**PROMPT:** Filter the entries, keeping every line with the string "label".

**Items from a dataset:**
◆ ◆ ◆ ◆ ◆
PR #388, opened 2023-09-29
fix: use measure text from util

cbt1:
Baseline images updated because the width of the columns have changed. As expected when going from "M" to "N" as measuring character.

The column width is expected to have change with -12% (using default fonts) AND decrease by 25px as the "leeway" is no longer added.


test/rendering/render.mjs-snapshots/scenario-1-chromium-linux.png
cbt1, line 1: I think some logic for measure the label width of measure could be added for "FitToContent" and "Auto". Which would improve the size of the psuedo dimension column.

test/rendering/render.mjs-snapshots/scenario-total-styling-below-chromium-linux.png
cbt1, line 1: The totals label is not included in the "FitToContent" and "Auto" measurement. This becomes rather obvious here. Should considerer including it as the width of that can be determined by simply measuring it.

test/rendering/render.mjs-snapshots/scenario-1-chromium-linux.png
cbt1: So it does measure it by does not take the padding into account so the text ends up overflowing

src/pivot-table/hooks/use-column-width.ts
```diff
@@ -94,14 +99,14 @@ export default function useColumnWidth(
         // Use the max width of all measures
         width = Math.max(
           ...qMeasureInfo.map(({ qFallbackTitle, columnWidth }) => {
-            const fitToContentWidth = measureTextForContent(qFallbackTitle);
+            const fitToContentWidth = measureTextForContent(qFallbackTitle) + TOTAL_CELL_PADDING;
```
◆ ◆ ◆ ◆ ◆
**SOLUTION FOR THIS EXERCISE:**
cbt1, line 1: I think some logic for measure the label width of measure could be added for "FitToContent" and "Auto". Which would improve the size of the psuedo dimension column.
cbt1, line 1: The totals label is not included in the "FitToContent" and "Auto" measurement. This becomes rather obvious here. Should considerer including it as the width of that can be determined by simply measuring it.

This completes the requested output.